A Linked Pair of Teleost V1r Receptor Genes

A single V1r gene, based on the zebrafish (Danio rerio, Dr) (Zv4, 2005), medaka (Oryzias latipes) (Medaka 1, 2005), tetraodon (Tetraodon nigroviridis, Tn) (Tetraodon 7, 2004) and fugu (Takifugu rubripes, Tr) (Fugu 2.0, 2004) assemblies, was previously identified in teleosts [16]. Taking advantage of the newly released zebrafish (Zv6, 2006), medaka (Medaka 1, 2006) and threespine stickleback (Gasterosteus aculeatus, Ga) (BROAD S1, 2006) assemblies (see Materials and Methods), and including the fugu (Fugu 4.0, 2005) and tetraodon databases, we performed a search for potential novel V1r sequences. Databases were mined with the TBLASTN and BLASTN algorithms using as queries all known fish V1r, mouse V1rb2, V1rf3 and V1re4 sequences. Our criteria for inclusion were an uninterrupted coding sequence of at least 850 nucleotides contained in a single exon (all known vertebrate V1r genes exhibit such characteristics), a potential translated product containing 7 transmembrane segments, and an expected value inferior to 10−2.

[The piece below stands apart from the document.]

PR #1116, opened 2021-10-31
fix(api): return appropriate status for unauthorized requests

### LINKED ISSUE #1095: Watchtower API Mode always returns 200 OK status code
**Describe the bug**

We identified two different V1r sequences fulfilling these criteria in Dr, and found their corresponding orthologs in Ga and Ol, one of them corresponding to a previously described zebrafish V1r [16]. A single V1r gene was found in Tn and Tr. We named the V1r common to all tested species V1r1 and the one missing in the tetraodontidae lineage V1r2. We hypothesized the existence of a potential pseudogenized or distant V1r2 sequence in tetraodontidae species, and tested this hypothesis by searching for sequences with a potential to encode 10 amino acid triplets conserved in Ol, Dr, and Ga V1r2: HLA (49), LTR (59), PQT (64), GCK (80), NMA (140), APR (153), GFC (167), TRA (228), FGI (245) and PVV (263), in sequences surrounding tetraodontidae V1r1 genes (100kb upstream and downstream of tetraodon V1r1, and 11kb upstream and 10kb downstream of fugu V1r1). We estimated that for a sequence to be considered potentially related to a V1r2 gene, at least 4 of the 10 conserved triplets were to be present, irrespective of the reading frame or the transcription orientation, and with a distance between each triplet not exceeding+/−12 amino acids relative to the one in the known V1r2 sequences. No sequence fulfilling these criteria was identified, suggesting the absence of a V1r2 gene in the vicinity of the V1r1 tetraodontidae gene (but without excluding the potential presence of a highly degenerate V1r2 pseudogene).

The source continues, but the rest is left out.